Write out again the entries from the first line to the line that includes "loading, but fails", keeping both of those lines.
===
PR #14825, opened 2026-08-24
[BugFix][Quantization] Cache MX scale alg and warm it during AscendConfig init

lijiahang226:

`get_dynamic_mx_quant_scale_alg()` previously used `get_current_vllm_config()`
when no `vllm_config` was passed. This works during model loading, but fails
during ACL graph capture because the forward path executed for capture is not
wrapped in `set_current_vllm_config()`. As a result, starting a service on
Ascend A5 with graph capture enabled could crash with:

`Current vLLM config is not set.`

This PR fixes the crash and avoids recomputing the value on every forward:

1. Warm the MX scale algorithm cache during `init_ascend_config()` using the
   explicit `vllm_config`.
2. Cache the resolved `scale_alg` process-wide in `quantization/utils.py`.
3. `DeviceOperator.npu_dynamic_quant()` reuses the cached value during
   forward / graph capture instead of calling `get_dynamic_mx_quant_scale_alg()`
   on every invocation.
4. Reset the cache when `AscendConfig` is re-initialized, so a stale value
   from a previous model/config cannot be reused.

This keeps MiniMax M3 on Ascend A5 using `scale_alg=1` even during graph
capture, while avoiding the crash in `DeviceOperator.npu_dynamic_quant()`.

No user-facing API or configuration change. It fixes an internal crash during
ACL graph capture on Ascend A5 and preserves the existing MiniMax M3 MXFP8
behavior.

- Updated unit tests in `tests/ut/quantization/test_utils.py`:
  - verifies the resolved `scale_alg` is cached and reused across calls
  - verifies explicit-config and no-arg calls share the same cached value

- vLLM version: v0.27.1

### DIFF
--- a/vllm_ascend/quantization/utils.py
+++ b/vllm_ascend/quantization/utils.py
@@ -16,6 +16,7 @@
 #
 
 import json
+from functools import lru_cache
 from pathlib import Path
 
 import torch_npu  # noqa: F401
@@ -56,9 +57,11 @@ def get_dynamic_mx_quant_scale_alg(vllm_config=None) -> int:
             if scale_alg is not None:
                 return scale_alg
 
-        from vllm.config import get_current_vllm_config
+        from vllm.config import get_current_vllm_config_or_none
 
-        vllm_config = get_current_vllm_config()
+        vllm_config = get_current_vllm_config_or_none()
+        if vllm_config is None:
+            return 0
 
     model_config = vllm_config.model_config
     architectures = getattr(model_config, "architectures", None) or ()
@@ -72,6 +75,11 @@ def get_dynamic_mx_quant_scale_alg(vllm_config=None) -> int:
     ):
         return 1
     return 0
+
+
+@lru_cache(maxsize=1)
+def get_dynamic_mx_quant_scale_alg_cached() -> int:
+    return get_dynamic_mx_quant_scale_alg()
 
 
 def get_model_file(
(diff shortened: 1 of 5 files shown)


vllm_ascend/quantization/utils.py
```diff
@@ -49,9 +49,15 @@ def get_dynamic_mx_quant_scale_alg(vllm_config=None) -> int:
...
     if vllm_config is None:
-        from vllm.config import get_current_vllm_config
+        from vllm.config import get_current_vllm_config_or_none
 
-        vllm_config = get_current_vllm_config()
+        vllm_config = get_current_vllm_config_or_none()
+        if vllm_config is None:
+            from vllm_ascend.ascend_config import get_init_vllm_config
+
+            vllm_config = get_init_vllm_config()
```
nu11ptr7: During graph capture the current config is None, so this falls back to the init-time config - if the config was rebuilt or mutated since init, the scale alg silently comes from a stale one. Maybe cache the config object and assert identity.

vllm_ascend/quantization/utils.py
kunpengW-code, line 41: We should cache the return value of this method instead of regenerating it every time during forward computation. @HaoxinZong cc

vllm_ascend/quantization/utils.py
lijiahang226: Fixed: we now warm the cache in init_ascend_config() with the explicit config and reset it on re-init, so graph capture never falls back to a stale init-time config.

vllm_ascend/quantization/utils.py
lijiahang226: Fixed: get_dynamic_mx_quant_scale_alg() now caches the return value process-wide; forward/graph-capture paths reuse it instead of recomputing.

lijiahang226:
/rerun
[Bot]: rerun completed.

**Rerun (failed jobs only):**
- E2E

PR #14840, opened 2026-08-24
[Performance][Ops] Add Kimi K3 attention residual fusion

maoxx241:

- Adds the Triton attention-residual fusion used by Kimi K3.
- Preserves the upstream preallocated residual-buffer contract while specializing the launch shape for Ascend.
- Covers valid-block counts and residual layouts with a nightly operator test.

### Dependencies

- No child PR is required to review this operator in isolation.
- The Kimi K3 model adapter PR consumes this fusion.

- `git diff --check`
- Python bytecode compilation for changed implementation and test files
- Nightly operator coverage in `tests/e2e/nightly/single_node/ops/singlecard_ops/triton/test_kimi_k3_fusions.py`

No direct API change. Kimi K3 uses the fusion internally.

- vLLM version: v0.27.1

### DIFF
--- a/vllm_ascend/ops/triton/kimi_k3/attention_residual.py
+++ b/vllm_ascend/ops/triton/kimi_k3/attention_residual.py
@@ -31,6 +31,7 @@ def _apply_attn_res_kernel(
     NUM_CORES: tl.constexpr,
     NB: tl.constexpr,
 ):
+    tl.static_assert(NB >= B + 1, "NB must include all block residuals and prefix_sum")
     block_size = (N - 1) // NUM_CORES + 1
     pid = tl.program_id(0)
     tok0 = pid * block_size
--- a/vllm_ascend/ops/triton/kimi_k3/attention_residual.py
+++ b/vllm_ascend/ops/triton/kimi_k3/attention_residual.py
@@ -1,0 +1,111 @@
+"""Fused Kimi K3 attention-residual mixture.
+
+This ports the validated v0.26 computation to vLLM 0.27's preallocated
+residual-buffer contract.
+"""
+
+import torch
+from vllm.triton_utils import tl, triton
+
+from vllm_ascend.ops.triton.triton_utils import (
+    get_vectorcore_num,
+    init_device_properties_triton,
+)
+
+
+@triton.jit
+def _apply_attn_res_kernel(
+    block_residual_ptr,
+    prefix_sum_ptr,
+    norm_w_ptr,
+    proj_w_ptr,
+    out_ptr,
+    N: tl.constexpr,
+    H: tl.constexpr,
+    B: tl.constexpr,
+    BLOCK_CAPACITY: tl.constexpr,
+    EPS: tl.constexpr,
+    NUM_CORES: tl.constexpr,
+    NB: tl.constexpr,
+):
+    block_size = (N - 1) // NUM_CORES + 1
+    pid = tl.program_id(0)
+    tok0 = pid * block_size
+    if tok0 >= N:
+        return
+    tok1 = tl.minimum(tok0 + block_size, N)
+
+    cols = tl.arange(0, H)
+    s_idx = tl.arange(0, NB)
+    block_residual_stride = BLOCK_CAPACITY * H
+
+    norm_w = tl.load(norm_w_ptr + cols).to(tl.float32)
+    proj_w = tl.load(proj_w_ptr + cols).to(tl.float32)
+    w = norm_w * proj_w
+
+    for tok in range(tok0, tok1):
+        scores = tl.full([NB], -float("inf"), dtype=tl.float32)
+        for s in range(B + 1):
+            if s < B:
+                v = tl.load(block_residual_ptr + tok * block_residual_stride + s * H + cols).to(tl.float32)
+            else:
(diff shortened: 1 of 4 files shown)


maoxx241:

`apply_attn_res()` computes Kimi K3's learned mixture of attention residual streams in one Triton kernel.

For each token:

1. read the `num_valid_blocks` residual streams from the preallocated `block_residual` buffer;
2. append `prefix_sum` as the final candidate stream;
3. RMS-normalize every candidate in FP32;
4. score each candidate with `norm.weight * proj.weight`;
5. apply a softmax across the valid candidates;
6. form the weighted residual sum and cast it back to the model dtype.

`block_residual.shape[1]` is treated as allocation capacity, while `num_valid_blocks` controls the streams participating in the computation. Unused preallocated slots are never scored or accumulated.

The launch uses one program per vector-core partition of the token dimension. Hidden-state columns and the next-power-of-two score vector are compile-time specialized, while the valid block count is passed as the model-level value.

The nightly regression compares the Triton result with the FP32 PyTorch formula for:

- a partial-capacity buffer, where valid blocks are fewer than allocated slots;
- the profile-run shape with the full residual capacity.

Both cases use the K3 hidden size and verify BF16 output within the expected tolerance.

vllm_ascend/ops/triton/kimi_k3/attention_residual.py
```diff
@@ -0,0 +1,111 @@
...
+        scores = tl.full([NB], -float("inf"), dtype=tl.float32)
+        for s in range(B + 1):
+            if s < B:
+                v = tl.load(block_residual_ptr + tok * block_residual_stride + s * H + cols).to(tl.float32)
+            else:
+                v = tl.load(prefix_sum_ptr + tok * H + cols).to(tl.float32)
+            ms = tl.sum(v * v) / H
+            rstd = tl.rsqrt(ms + EPS)
+            k = v * rstd
+            scores = tl.where(s_idx == s, tl.sum(k * w), scores)
```
nu11ptr7, line 60: The prefix stream is selected at index `s == B`, so `NB` must be at least B+1 - if a caller sets NB == B, the prefix bucket silently never matches and contributes zero weight. Worth an assert.

vllm_ascend/ops/triton/kimi_k3/attention_residual.py
ZT-AIA, line 1: Supplement the operator description file.

ZT-AIA (dismissed):

vllm_ascend/ops/triton/kimi_k3/attention_residual.py
maoxx241: Added vllm_ascend/ops/triton/kimi_k3/attention_residual.md in 0d5385109 with the formula, inputs, preallocated-buffer contract, stream-capacity invariant, and launch behavior.

vllm_ascend/ops/triton/kimi_k3/attention_residual.py
maoxx241: Added a compile-time tl.static_assert for NB >= B + 1 in 663c1332d. The launch side continues to derive NB as next_power_of_2(num_valid_blocks + 1).

vllm_ascend/ops/triton/kimi_k3/attention_residual.py
```diff
@@ -0,0 +1,111 @@
...
+        out,
+        N=num_tokens,
+        H=hidden_size,
+        B=num_valid_blocks,
+        BLOCK_CAPACITY=block_capacity,
+        EPS=eps,
+        NUM_CORES=num_vectorcore,
+        NB=num_streams,
+        multibuffer=True,
+    )
```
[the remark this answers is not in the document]
maoxx241: Thanks. I kept H=hidden_size rather than adding BLOCK_H=next_power_of_2(hidden_size). On Ascend Triton the exact constexpr extent is supported and is the intended specialization. Padding 7168 to 8192 would increase the vector width and require masking, adding about 14% extra lanes and register pressure without fixing a backend limitation.

vllm_ascend/ops/triton/kimi_k3/attention_residual.py
```diff
@@ -0,0 +1,111 @@
...
+        out = tl.zeros([H], dtype=tl.float32)
+        for s in range(B + 1):
+            if s < B:
+                v = tl.load(block_residual_ptr + tok * block_residual_stride + s * H + cols).to(tl.float32)
+            else:
+                v = tl.load(prefix_sum_ptr + tok * H + cols).to(tl.float32)
+            w_s = tl.sum(tl.where(s_idx == s, weights, 0.0))
+            out += w_s * v
+
+        tl.store(out_ptr + tok * H + cols, out.to(out_ptr.dtype.element_ty))
```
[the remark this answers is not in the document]
maoxx241: Thanks. No code change is needed for the Ascend Triton backend. It supports compile-time arange extents that are not powers of two; existing Ascend kernels use the same pattern with model dimensions. This kernel deliberately specializes H to the actual K3 hidden size, and the nightly numerical case uses H=7168. Padding the vector to 8192 is therefore unnecessary.

maoxx241:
===
Problem solution =
PR #14825, opened 2026-08-24
[BugFix][Quantization] Cache MX scale alg and warm it during AscendConfig init

lijiahang226:

`get_dynamic_mx_quant_scale_alg()` previously used `get_current_vllm_config()`
when no `vllm_config` was passed. This works during model loading, but fails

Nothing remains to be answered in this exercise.